● What the task asks: Could you repeat the records shown below exactly as written?

#### Data shown

PR #8, opened 2022-09-22
Install jest & cypress globally as dev-dependency

saneDG:
- Installed Jest globally for both packages
- Installed Cypress globally (previously installed in frontend only)
  - Moved config and example test from frontend to project root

########

● Task answer:
PR #8, opened 2022-09-22
Install jest & cypress globally as dev-dependency

saneDG:
- Installed Jest globally for both packages
- Installed Cypress globally (previously installed in frontend only)
  - Moved config and example test from frontend to project root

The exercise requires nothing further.